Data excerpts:

PR #309, opened 2020-11-28
My 2.0.3 Wrap Up Changes

Morxemplum:
This PR contains all of the last minute changes that I want to make to the game before a 2.0.3 release. I don't plan on working on any more changes for 2.0.3 after this PR unless it's bug fixes.

Many things go on in this PR, so here's a quick rundown of all the changes I've made.

1. Custom Walls have a new attribute: Collision. It was a desperately requested feature, and it was simpler than I thought to get it implemented. When the collision is set to false, not only do the walls not kill the player, but the player can also move through the walls without a problem. This allows custom walls to be used for other purposes.

2. I rewrote the Discord Rich Presence. I found the current implementation of Discord's Rich Presence to be bulky and unfun, and it looked gross. So I went through the painstaking effort to learn the Discord extlib a bit and rewrote the Rich Presence to be snappier and present the information more cleanly. I take advantage of Discord's Timestamps with the Rich Presence and use them to "track" a person's current attempt in real-time. Also, I show the pack that the level comes from, the personal best they got with the level and whether they are watching a replay. Below are some images of what it looks like. Now, a few improvements can be made, such as improving the replay information to show what they are watching and even using some visual aid to show what the game can look like to those who've never heard of the game. Overall, I'm much more satisfied with this Rich Presence.
Discord_2020-11-27_02-09-24
AsPowerBar_2020-11-28_00-28-22

3. The distance at which standard walls spawn can now be customized through **l_setWallSpawnDistance**. Also, the default wall spawn distance has been lowered to 1300. This only applies to walls that don't accelerate (walls that have acceleration still spawn at 1600 for compatibility reasons). This can help assist in pattern design, can help be used to deliver walls more quickly, or hide the spawning visual with more zoomed out levels.

4. Closely related to number 3, I've added out of bounds checking for standard walls, for those pesky wallAccs that decide to go backward and you need to increment. The outer bounds are determined by the wall spawn distance, which means the aforementioned Lua function can change it.

5. I've asked Lukemans to design two new sounds for the difficulty multiplier. With the current UI as is, it's hard to distinguish when you change the difficulty. So I decided to make use of two new sounds to help make some distinguishment. I'm assuming some visual aid will be implemented as well, but this is a good start.

In this PR, a few bugs are now fixed:

1. I've fixed the collision issue experienced after dying in Tutorial Mode. It was a simple fix.

2. When Rich Presence fails callbacks more than 20 times, Rich Presence stops getting updated altogether. Now the console can stop getting spammed, and we can look at what's important.

3. The death ring no longer lingers after you hit a wall with invincibility. In both Tutorial Mode and Invincibility Mode, the death animation ends after a certain point.
     a. Also, I also fixed a small bug where the animation doesn't play when swap colors are happening.

Along with this PR, I've gone out of my way and deprecated several more functions that just didn't make sense. It's important that new pack developers can easily memorize and understand Lua functions, and it's best we deprecate them now and give current pack developers more time to adjust. Here are all of the functions now deprecated.

- **u_kill** is now **t_kill**. This is because the killing happens on the pattern timeline, so it should be in the t_ prefix.
- **u_eventKill** is now **e_kill**. Same reasoning, but on the event timeline.
- **e_eventStopTime** is now **e_stopTime**.
- **e_eventStopTimeS** is now **e_stopTimeS**.
- **e_eventWait** is now **e_wait**.
- **e_eventWaitS** is now **e_waitS**.
- **e_eventWaitUntilS** is now **e_waitUntilS**.

Yeah. That's a lot of changes, but these are important for players and pack developers alike, and it's best they are done before a release rather than be stuck in beta. Anyway, that's all I have! If there are other last-minute changes, I suggest someone either makes their own PR (or if you're Vee, just commit to master directly).


SuperV1234:
> the default wall spawn distance has been lowered to 1300

Why?

> walls that have acceleration still spawn at 1600 for compatibility reasons

Doesn't this break existing patterns that are a mix of normal and accelerating walls?

include/SSVOpenHexagon/Components/CCustomWall.hpp
```diff
@@ -27,6 +27,8 @@ class CCustomWall
 private:
     std::array<sf::Vector2f, 4> vertexPositions;
     std::array<sf::Color, 4> vertexColors;
+    bool canCollide{true};
+    int8_t renderOrder{1};
```
SuperV1234, line 31: I'm assuming this is not used at the moment -- please comment it out so that it doesn't take additional memory until we figure out how to do this properly.

include/SSVOpenHexagon/Components/CCustomWall.hpp
```diff
@@ -52,11 +54,26 @@ class CCustomWall
...
 
+    [[gnu::always_inline]] void setCanCollide(const bool collide) noexcept
+    {
+        canCollide = collide;
+    }
+
+    [[gnu::always_inline]] void setRenderOrder(const int8_t order) noexcept
+    {
+        renderOrder = order;
+    }
```
SuperV1234, line 65: Ditto

include/SSVOpenHexagon/Core/HexagonGame.hpp
```diff
@@ -63,6 +63,11 @@ class HexagonGame
     ssvs::GameWindow& window;
 
 public:
+    bool discordHung{false};
+    bool steamHung{false};
+    int8_t discordAttempt{1};
+    int8_t steamAttempt{1};
```
SuperV1234, line 69:
```suggestion
    std::int8_t discordAttempt{1};
    std::int8_t steamAttempt{1};
```

SuperV1234: Also please include the `<cstdint>` header, that's where `std::int8_t` is defined.

include/SSVOpenHexagon/Data/LevelData.hpp
```diff
@@ -106,6 +107,9 @@ struct LevelStatus
     float wallSkewRight{0.f};
     float wallAngleLeft{0.f};
     float wallAngleRight{0.f};
+    float wallSpawnDistance{1350.f};
+    float wallAccSpawnDistance{
+        Config::getSpawnDistance()}; // Attribute for compatibility
```
SuperV1234, line 112: This needs some more explanation/context as I mentioned in the PR comment

src/SSVOpenHexagon/Components/CWall.cpp
```diff
@@ -55,23 +55,34 @@ void CWall::update(HexagonGame& mHexagonGame, ssvu::FT mFT)
...
             ++pointsOnCenter;
-        }
+        } 
         else
         {
+			if(std::abs(vp.x - mCenterPos.x) > outerBounds &&
+                std::abs(vp.y - mCenterPos.y) > outerBounds)
+			{
+				++pointsOutOfBounds;
+			}
```
SuperV1234, line 80: Why was this necessary? When do normal walls or accelerating walls end up out of bounds? Maybe a timer approach would be cheaper compared to an extra collision check per frame?

src/SSVOpenHexagon/Components/CWall.cpp
```diff
@@ -55,23 +55,34 @@ void CWall::update(HexagonGame& mHexagonGame, ssvu::FT mFT)
...
             ssvs::moveTowards(vp, mCenterPos, speed.speed * 5.f * mFT);
         }
     }
 
-    if(pointsOnCenter > 3)
+    if((pointsOnCenter > 3 || pointsOutOfBounds > 3) || (pointsOnCenter == 2 && pointsOutOfBounds == 2))
```
SuperV1234, line 85: This needs a comment in the code, not sure why it is the way it is

src/SSVOpenHexagon/Components/CWall.cpp
```diff
@@ -55,23 +55,34 @@ void CWall::update(HexagonGame& mHexagonGame, ssvu::FT mFT)
 void CWall::moveTowardsCenter(
     HexagonGame& mHexagonGame, const sf::Vector2f& mCenterPos, ssvu::FT mFT)
 {
+    const float wallSpawnDist{mHexagonGame.getLevelStatus().wallSpawnDistance};
+    const float wallAccSpawnDist{mHexagonGame.getLevelStatus().wallAccSpawnDistance};
+
     const float radius{mHexagonGame.getRadius() * 0.65f};
+    const float outerBounds =
+        (wallSpawnDist == wallAccSpawnDist) ? wallSpawnDist * 0.5f : 800.f;
```
SuperV1234, line 63: Please add a comment here, why the hardcoded `800.f` and comparison between the two distances?

src/SSVOpenHexagon/Core/CCustomWallManager.cpp
```diff
@@ -94,6 +94,42 @@ void CCustomWallManager::setVertexPos(const CCustomWallHandle cwHandle,
...
+            << cwHandle << '\n';
+
+        SSVU_ASSERT(ssvu::contains(_freeHandles, cwHandle));
+        return;
+    }
+
+    SSVU_ASSERT(isValidHandle(cwHandle));
+
+    _customWalls[cwHandle].setRenderOrder(order);
+}
```
SuperV1234, line 131: Ditto, please comment out if unused.

src/SSVOpenHexagon/Core/Discord.cpp
```diff
@@ -89,32 +89,75 @@ bool discord_manager::set_rich_presence_in_menu()
...
-    activity.SetState("In game");
-    activity.SetDetails(str_status.data());
+    activity.SetDetails(("Playing " + level_info).data());
+    activity.SetState(second_info.data());
+    discord::ActivityTimestamps& currentTimestamp = activity.GetTimestamps();
+    if(!dead)
+    {
+        // ssvu::lo("Debug") << "The current time: " <<
+        // static_cast<int64_t>(std::chrono::high_resolution_clock::now().time_since_epoch().count()
+        // / 1000000000) << "\n";
```
SuperV1234, line 146: Please remove this if it was just for debugging

src/SSVOpenHexagon/Core/Discord.cpp
```diff
@@ -89,32 +89,75 @@ bool discord_manager::set_rich_presence_in_menu()
...
 {
     if(!_initialized)
     {
         return false;
     }
 
     discord::Activity activity{};
-    activity.SetState("In game");
-    activity.SetDetails(str_status.data());
+    activity.SetDetails(("Playing " + level_info).data());
```
SuperV1234, line 139: Is this well-defined behavior? You're creating a string temporary, giving its pointer to `SetDetails`, and then it dies afterwards. If `SetDetails` copies the characters then it's fine, but it just keeps a reference/pointer then it's UB. We should make sure and add a comment in the code if it's safe.

src/SSVOpenHexagon/Core/HGUpdate.cpp
```diff
@@ -50,20 +31,44 @@ void HexagonGame::update(ssvu::FT mFT)
...
     {
         steamManager.set_rich_presence_in_game(nameStr, diffStr, timeStr);
-        discordManager.set_rich_presence_in_game(presenceStr);
+
         timeUntilRichPresenceUpdate = DELAY_TO_UPDATE;
     }
 
-    steamManager.run_callbacks();
-    discordManager.run_callbacks();
+    // Update Steam Rich Presence
```
SuperV1234, line 41: These two blocks of code warrant their own `private` member functions.

src/SSVOpenHexagon/Core/HGUpdate.cpp
```diff
@@ -50,20 +31,44 @@ void HexagonGame::update(ssvu::FT mFT)
...
+    if(!steamHung)
+    {
+        if(!steamManager.run_callbacks())
+        {
+            steamAttempt += 1;
+            if(steamAttempt > 20)
+            {
+                steamHung = true;
+                ssvu::lo("Steam") << "Too many failed callbacks. Stopping "
+                                     "Rich Presence updates."
```
SuperV1234, line 51: Is "Rich Presence" here accurate? I think we do more with steam callbacks

src/SSVOpenHexagon/Core/HGUpdate.cpp
```diff
@@ -50,20 +31,44 @@ void HexagonGame::update(ssvu::FT mFT)
...
+    {
+        if(!discordManager.run_callbacks())
+        {
+            discordAttempt += 1;
+            if(discordAttempt > 20)
+            {
+                discordHung = true;
+                ssvu::lo("Discord") << "Too many failed callbacks. Stopping "
+                                       "Rich Presence updates."
+                                    << "\n";
```
SuperV1234, line 68:
```suggestion
                ssvu::lo("Discord") << "Too many failed callbacks. Stopping "
                                       "Rich Presence updates.\n";
```

src/SSVOpenHexagon/Core/HexagonGame.cpp
```diff
@@ -47,8 +47,11 @@ namespace
 void HexagonGame::createWall(int mSide, float mThickness,
     const SpeedData& mSpeed, const SpeedData& mCurve, float mHueMod)
 {
-    walls.emplace_back(*this, centerPos, mSide, mThickness,
-        Config::getSpawnDistance(), mSpeed, mCurve);
+    float spawnDistance = (mSpeed.accel == 0.f)
```
SuperV1234, line 50:
```suggestion
    const float spawnDistance = (mSpeed.accel == 0.f)
```

src/SSVOpenHexagon/Core/HexagonGame.cpp
```diff
@@ -473,6 +476,26 @@ void HexagonGame::death(bool mForce)
     assets.playSound("gameOver.ogg", ssvs::SoundPlayer::Mode::Abort);
     runLuaFunctionIfExists<void>("onDeath");
 
+    std::string nameStr = levelData->name;
```
SuperV1234, line 479: Bring this to down to line 492, and leave an empty line between the PB stuff and the rest. Easier to group visually

src/SSVOpenHexagon/Core/MenuGame.cpp
```diff
@@ -1762,8 +1767,37 @@ void MenuGame::exitAction()
...
+            hexagonGame.discordAttempt += 1;
+            if(hexagonGame.discordAttempt > 20)
+            {
+                hexagonGame.discordHung = true;
+                ssvu::lo("Discord") << "Too many failed callbacks. Stopping "
+                                       "Rich Presence updates."
+                                    << "\n";
+            }
+        }
+    }
```
SuperV1234, line 1800: Code repetition with `HexagonGame`. This should be extracted to a separate function (or two) in a separate file, and then both `MenuGame` and `HexagonGame` can depend on it and invoke it.

SuperV1234 (changes requested):
Generally good. I need more context on the spawn distance changes, and also a few fixes/improvements in terms of code quality

include/SSVOpenHexagon/Components/CCustomWall.hpp
Morxemplum: Like I mentioned in the original post, when wallAccs decelerate and start traveling away from the center, they never get deleted and as a result, this is why pack developers couldn't rely on the native method of incrementing to increment their levels. (Trust me, you'll see why I did this when I start messing with acceleradiant).

A timer would be way more difficult to implement. How would we know how long it takes for the wall to travel to the center (even if we account a change in speed)? How do we ensure the wall doesn't get terminated too early? I feel like trying to make all of those calculations will cost more performance than the current implementation. I think the current implementation is better (but I will weed out some calculations because I'm reverting some changes).

Morxemplum: Oh ffs ofc this replied to the wrong comment. Thanks GitHub mobile!

src/SSVOpenHexagon/Core/Discord.cpp
InfoTeddy: Here is what `SetDetails` does:
```c++
void Activity::SetDetails(char const* details)
{
    strncpy(internal_.details, details, 128);
    internal_.details[128 - 1] = '\0';
}
```
So it just copies the string over. And a comment should be added in the code to clarify.

Morxemplum: I'm also wondering if he wants me to remove "Playing " which I am completely fine with. It's not necessary information.

Morxemplum:
> > the default wall spawn distance has been lowered to 1300
> 
> Why?
> 
> > walls that have acceleration still spawn at 1600 for compatibility reasons
> 
> Doesn't this break existing patterns that are a mix of normal and accelerating walls?

Fair point. I didn't take this into consideration. Alright, I guess I can revert that. Would also help simplify other areas of code.

src/SSVOpenHexagon/Core/HGUpdate.cpp
Morxemplum: I will make the callbacks their own function, but it has to be public because MenuGame has to run this function as well.

src/SSVOpenHexagon/Components/CWall.cpp
Morxemplum: The first half of the condition will destroy the wall if it is in the center or out of bounds. The second half addresses an edge case where a wall is so thick it can reach the center and out of bounds.

Morxemplum:
A lot of the pull requests I'm doing at this point address basic bugs and minor polishings. They're really small things at this point and if anybody notices any bugs with the new changes please respond to this so that way I can fix them.

src/SSVOpenHexagon/Core/Discord.cpp
```diff
@@ -89,32 +89,83 @@ bool discord_manager::set_rich_presence_in_menu()
...
 
     discord::Activity activity{};
-    activity.SetState("In menu");
-    activity.SetDetails("...");
+    activity.SetState("Selecting Level");
+    activity.SetDetails("");
+    discord::ActivityTimestamps& currentTimestamp = activity.GetTimestamps();
+    currentTimestamp.SetStart(static_cast<int64_t>(
+        std::chrono::high_resolution_clock::now().time_since_epoch().count() /
+        1000000000));
```
SuperV1234, line 97:
```suggestion
    currentTimestamp.SetStart(static_cast<std::int64_t>(
        std::chrono::high_resolution_clock::now().time_since_epoch().count() /
        1'000'000'000));

```

Also please include `<cstdint>` here as well.

src/SSVOpenHexagon/Core/Discord.cpp
```diff
@@ -89,32 +89,83 @@ bool discord_manager::set_rich_presence_in_menu()
...
+    discord::ActivityTimestamps& currentTimestamp = activity.GetTimestamps();
+    if(!dead)
+    {
+        // Update the timestamp to show how long the current attempt is. This is
+        // shown by "MM:SS elapsed".
+        currentTimestamp.SetStart(
+            static_cast<int64_t>(std::chrono::high_resolution_clock::now()
+                                     .time_since_epoch()
+                                     .count() /
+                                 1000000000));
```
SuperV1234, line 157:
```suggestion
            static_cast<std::int64_t>(std::chrono::high_resolution_clock::now()
                                     .time_since_epoch()
                                     .count() /
                                 1'000'000'000));

```

SuperV1234 (changes requested):

SuperV1234 (approved):
LGTM. Good stuff.

PR #311, opened 2020-12-03
Favorite levels system, scrolling improvements, and bugfixes

IvoryDuke:
Reorganized the scrolling code more neatly, fixed an issue where folding huge packs would cause noticeable screen jittering.


IvoryDuke:
I realized it would be nice to have the list scroll ahead one or two levels when the selected levels are toward the top/bottom of the window.
I will take care of that tomorrow, so please don't merge the PR until then.

InfoTeddy:
> please don't merge the PR until then.

You can prevent a PR from being merged by marking it as a draft.

IvoryDuke:
> You can prevent a PR from being merged by marking it as a draft.
Thanks for the tip, I will keep it in mind.

src/SSVOpenHexagon/Core/MenuGame.cpp
```diff
@@ -332,27 +332,16 @@ MenuGame::MenuGame(Steam::steam_manager& mSteamManager,
...
-        {
-            temp += c;
-        }
-    }
+    static const std::string tips[][2]{
+        {"HOLDING SHIFT WHILE CHANGING PACK", "SKIPS THE SWITCH ANIMATION"},
+        {"REMEMBER TO TAKE BREAKS", "OPEN HEXAGON IS AN INTENSE GAME"},
+        {"EXPERIMENT USING SWAP", "IT MAY SAVE YOUR LIFE"},
+        {"IF A LEVEL IS TOO CHALLENGING", "PRACTICE IT AT A LOWER DIFFICULTY"}
+    };
```
SuperV1234, line 340:
```suggestion
    static constexpr std::array<std::string_view, 2> tips{
        {"HOLDING SHIFT WHILE CHANGING PACK", "SKIPS THE SWITCH ANIMATION"},
        {"REMEMBER TO TAKE BREAKS", "OPEN HEXAGON IS AN INTENSE GAME"},
        {"EXPERIMENT USING SWAP", "IT MAY SAVE YOUR LIFE"},
        {"IF A LEVEL IS TOO CHALLENGING", "PRACTICE IT AT A LOWER DIFFICULTY"}
    };
```

src/SSVOpenHexagon/Core/MenuGame.cpp
```diff
@@ -332,27 +332,16 @@ MenuGame::MenuGame(Steam::steam_manager& mSteamManager,
...
+    const int idx = ssvu::getRndI(0, sizeof(tips) / sizeof(tips[0]));
```
SuperV1234, line 341:
```suggestion
    const int idx = ssvu::getRndI(0, tips.size());
```

include/SSVOpenHexagon/Core/MenuGame.hpp
```diff
@@ -273,7 +273,7 @@ class MenuGame
 
     // Load menu
     const hg::HGAssets::LoadInfo& loadInfo;
-    std::vector<std::string> randomTip;
+    std::string randomTip[2];
```
SuperV1234, line 276:
```suggestion
    std::array<std::string_view, 2> randomTip;
```

Please also include `<array>` and `<string_view>`. 

`std::array` is the same as a C-style array, but it has a nice container interface (e.g. `.size()`). `std::string_view` is a non-owning view over an existing range of characters which is stable in memory. Since our tips are `static`, we can use it instead.

SuperV1234 (changes requested):
LGTM, some minor C++ improvements

include/SSVOpenHexagon/Core/MenuGame.hpp
IvoryDuke: All taken care of.

IvoryDuke:
Favorite system is perhaps a bit rough as of right now but is functional.
F7 to add/remove a level to the favorites and F8 to show the favorites menu.
Favorites are saved to file when game closes.

On a side note: I did an edit on wasFocusHeld and focusHeld cause I was a bit confused on the role of the first.
If you could explain me what it was I would be happy to revert the change.

IvoryDuke:
Following a few reports of users skipping two levels using the keyboard keys I realised it occured because both the hardcoded and user defined action were activated.
So now hardcoded keys cannot be assigned a second time to an action they are alread hardcoded to.

Capture

SuperV1234 (approved):
lgtm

PROBLEM STATEMENT ▸
Which lines of the data contain the string "made"? Copy each of them.

SOLUTION FOR THIS EXERCISE ▸
Many things go on in this PR, so here's a quick rundown of all the changes I've made.
2. I rewrote the Discord Rich Presence. I found the current implementation of Discord's Rich Presence to be bulky and unfun, and it looked gross. So I went through the painstaking effort to learn the Discord extlib a bit and rewrote the Rich Presence to be snappier and present the information more cleanly. I take advantage of Discord's Timestamps with the Rich Presence and use them to "track" a person's current attempt in real-time. Also, I show the pack that the level comes from, the personal best they got with the level and whether they are watching a replay. Below are some images of what it looks like. Now, a few improvements can be made, such as improving the replay information to show what they are watching and even using some visual aid to show what the game can look like to those who've never heard of the game. Overall, I'm much more satisfied with this Rich Presence.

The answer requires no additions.